--- Materials provided Enclosed Below ---

PR #415, opened 2021-02-11
Fix knr1050 tests and speed them up

DominicOram:
Fixes knr1050 tests and implements https://github.com/ISISComputingGroup/IBEX/issues/6225.

To test:
* Confirm knr1050 tests pass, are stable and faster than on master

### DIFF
--- a/tests/knr1050.py
+++ b/tests/knr1050.py
@@ -29,7 +29,7 @@ class Knr1050Tests(unittest.TestCase):
     """
     def setUp(self):
         self._lewis, self._ioc = get_running_lewis_and_ioc(device_name, DEVICE_PREFIX)
-        self.ca = ChannelAccess(device_prefix=DEVICE_PREFIX)
+        self.ca = ChannelAccess(device_prefix=DEVICE_PREFIX, default_wait_time=0.0)
         self._lewis.backdoor_run_function_on_device("reset")
         # Set the device in remote mode ready to receive instructions
         self.ca.set_pv_value("MODE:SP", "REMOTE")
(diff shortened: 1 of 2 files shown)


tests/knr1050.py
```diff
@@ -86,7 +86,7 @@ def test_GIVEN_set_concentration_via_ioc_WHEN_ramp_command_sent_via_ioc_THEN_cor
         self.ca.set_pv_value("COMP:B:SP", expected_concentrations[1])
         self.ca.set_pv_value("COMP:C:SP", expected_concentrations[2])
         self.ca.set_pv_value("COMP:D:SP", expected_concentrations[3])
-        self.ca.set_pv_value("START:SP", 1)
+        self.ca.set_pv_value("START:SP", 1, sleep_after_set=1.0)
```
FreddieAkeroyd, line 90: Would it be clearer to use `sleep(1.0)` with a comment that a `sleep` was needed for the emulator to process the data - I feel adding sleeps inside "set pv" is hiding things and making it less clear why they are being done. Also having a default sleep mechanism inside a `set_pv_value` only used during testing not only slows down the tests, but also potentially hides race conditions. Previously the four concentration commands here would have had a 1 second sleep automatically added in tests, but not in a user script, so if there had been a race condition in db logic (which there isn't) the tests would have missed it.

DominicOram: Agreed, we could add the `sleep(1.0)` here and work towards removing the sleep from `set_pv_value` eventually but I want to do it yet 'cos it will just break all the tests again

FreddieAkeroyd: yes, so the plan would be to move towards having tests creating a CaChannel with "default_wait_time=0.0" (it would still be 1.0 if not specified) and have any needed delays as explicit sleep commands with a comment as to why

FreddieAkeroyd (approved):

PR #419, opened 2021-02-18
Use inbuilt asserts to speed up tests

DominicOram:
To test:
* Run the keithley DEVSIM tests on master, confirm they take ~900s
* Run these and confirm they take ~100s and still pass


rerpha (approved):
Much quicker, cheers

PR #426, opened 2021-02-25
adding linmot tests back in

rerpha:
Using context manager for log file as it wasn't being flushed, adding more logging to see if the linmot falls over


DominicOram (approved):
Fingers crossed!

PR #435, opened 2021-03-09
Fix Keithley 2700: Speed up tests and clear buffer as final thing in set up

DominicOram:
To test: 
* Run the tests and confirm they pass (with https://github.com/ISISComputingGroup/EPICS-DeviceEmulator/pull/107)


Tom-Willemsen (approved):
test passes

PR #438, opened 2021-03-16
rename linmot.py to Aalinmot.py to make it run first - need to make s…

rerpha:
…ure we change this back so will write on the ticket


FreddieAkeroyd:
I think it needs more "a"s in the filename :-D

PR #446, opened 2021-04-08
Ticket 6333  - Check for untested iocs

aaron-long:
Added a '-rc', '--report-coverage' command line argument  to `run_tests.py` that will result in the script outputting a list of ioc directories that have not been loaded during the scripts run.

There are a number of ioc test modules which have a 'directory' property. These are used in the  `make_device_launchers_from_module` to create a set of directories loaded during the scripts execution (one or many tests). This set is then compared (in the 'report_test_coverage_for_devices' method) against all folders in the 'EPICS/ioc/master' directory and output.

e.g. run `python run_tests.py -t wbvalve aldn1000 keylkg -rc` and the final list will contain all IOC directories excluding those 3.


run_tests.py
```diff
@@ -156,11 +159,16 @@ def load_and_run_tests(test_names, failfast, ask_before_running_tests, tests_mod
 
         for module in modules_to_be_tested_in_current_mode:
             clean_environment()
-            device_launchers = make_device_launchers_from_module(module.file, mode)
+            device_launchers, device_directories = make_device_launchers_from_module(module.file, mode)
+            if report_coverage:
```
DominicOram, line 163: Let's just always update it, not like it costs anything

run_tests.py
```diff
@@ -186,6 +194,39 @@ def prompt_user_to_run_tests(test_names):
...
+    Report the ioc directories not tested
+
+    Args:
+        tested_directories (list): List of IOC boot directories generated by make_device_launchers_from_module
+
+    Returns:
+        None
+    """
+    # get names of iocs from ioc folder
+    iocs_dir = os.path.join(EPICS_TOP, "ioc", "master")
```
DominicOram, line 208: This is used in a few places, can you make it a constant in ioc_launcher

run_tests.py
```diff
@@ -186,6 +194,39 @@ def prompt_user_to_run_tests(test_names):
...
+    iocs = []
+    for dir in os.listdir(iocs_dir):
+        if os.path.isdir(os.path.join(iocs_dir, dir)):
+            iocs.append(dir)
+    iocs = [ioc.lower() for ioc in iocs]
```
DominicOram, line 213: Could just do this here so you don't need to convert to a set later
```suggestion
    iocs = set(ioc.lower() for ioc in iocs)
```

run_tests.py
```diff
@@ -186,6 +194,39 @@ def prompt_user_to_run_tests(test_names):
...
+        tested_iocs.append(os.path.normpath(dir).split(os.path.sep)[-3].lower())
+
+    iocs = set(iocs)
+    tested_iocs = set(tested_iocs)
+    missing_tests = sorted(iocs.difference(tested_iocs))
+
+    print("\nThe following IOCs have not been tested:\n")
+    for test in missing_tests:
+        print(test)
+    return
```
DominicOram, line 227: No need for a return statement if you're not returning anything

run_tests.py
```diff
@@ -268,6 +309,8 @@ def run_tests(prefix, module_name, tests_to_run, device_launchers, failfast_swit
         description='Test an IOC under emulation by running tests against it')
     parser.add_argument('-l', '--list-devices',
                         help="List available devices for testing.", action="store_true")
+    parser.add_argument('-rc', '--report-coverage',
+                        help='Report devices that have no associated tests.', action="store_true")
```
DominicOram, line 313:
```suggestion
                        help='Report devices that have not been tested.', action="store_true")
```

DominicOram (dismissed):
Generally works well, thanks. Mostly nit-picking things in the code but can you also:
* Update `run_all_tests.bat` so that it runs this
* Update the readme
* Create a PR on the release notes https://github.com/ISISComputingGroup/IBEX/pulls

JamesKingWork (approved):
Looks good, after testing with a few IOCs it produces correct results

PR #449, opened 2021-04-15
ttiex355p: Test bug fixes

JamesKingWork:
ttiex355p: 

- Correct to add minimum voltage and current 
- Test setting setpoint

https://github.com/ISISComputingGroup/IBEX/issues/6397


tests/ttiex355p.py
```diff
@@ -10,8 +10,14 @@
...
-AMPSTOGAUSS = 5
-MAX_FIELD = 10
+AMPSTOGAUSS = 7.278
+MAX_FIELD = 25
+
+# Taken from manual Specification of OUTPUT page 3^M
+MIN_VOLTAGE = 0.0
+MIN_CURRENT = 0.01
+MAX_VOLTAGE = 35.0
+MAX_CURRENT = 5.0
```
DominicOram, line 20: If these are inherent to the device then I think they should just be set in the emulator as default rather than via the backdoor.

tests/ttiex355p.py
```diff
@@ -65,25 +73,25 @@ def test_WHEN_field_set_THEN_current_setpoint_updates(self, _, field):
         self._turn_on_in_const_current_mode()
 
         self.ca.set_pv_value("FIELD:SP", field)
-        self.ca.assert_that_pv_is_number("CURRENT:SP", field / AMPSTOGAUSS, tolerance=0.01)
+        self.ca.assert_that_pv_is_number("CURRENT:SP", field / AMPSTOGAUSS, tolerance=0.08)
```
DominicOram, line 76: Can you move the tolerance out to a constant as it seems to be used in multiple places? Also, why have we modified it?

DominicOram (changes requested):
Tests work and cover the functionality, minor comments

tests/ttiex355p.py
JamesKingWork: They are inherent to the ttiex355p but not the tti355, as such I have moved them into a separate emulator that mostly sub-classes classes of the tti355 with the addition of min voltage and current checks

tests/ttiex355p.py
JamesKingWork: Now moved out to constant. The tolerance has changed because the AMPSTOGAUSS value has changed and division in the IOC is less accurate at this number of decimal places. I have changed the AMPSTOGAUSS value because it more closely represents what is used on instruments

tests/ttiex355p.py
JamesKingWork: Have kept the constants here for use in the tests elsewhere

DominicOram (approved):
Tests pass and look good.

PR #458, opened 2021-05-20
fix the tests broken by the reverted lewis backdoor control

rerpha:
I have run all of these tests, you could do but it'll take you a while, probs best to let the build server do it!


DominicOram (approved):
Looks good

PR #584, opened 2019-11-06
Userdata parts

thomas-brx:
# PR o'clock

## Description

Support added for `userdata_parts` in both `worker_groups` and `worker_groups_launch_template`. This changes the `user_data` to use [multipart MIME configuration](https://www.terraform.io/docs/providers/template/d/cloudinit_config.html), instead of a single script.

This allows for a finer control of all the phases of cloud-init.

--- End of Enclosed Materials provided ---

How to complete this task => If a line above contains the word "ISISComputingGroup", list it.

Written response =>
Fixes knr1050 tests and implements https://github.com/ISISComputingGroup/IBEX/issues/6225.
* Run the tests and confirm they pass (with https://github.com/ISISComputingGroup/EPICS-DeviceEmulator/pull/107)
* Create a PR on the release notes https://github.com/ISISComputingGroup/IBEX/pulls
https://github.com/ISISComputingGroup/IBEX/issues/6397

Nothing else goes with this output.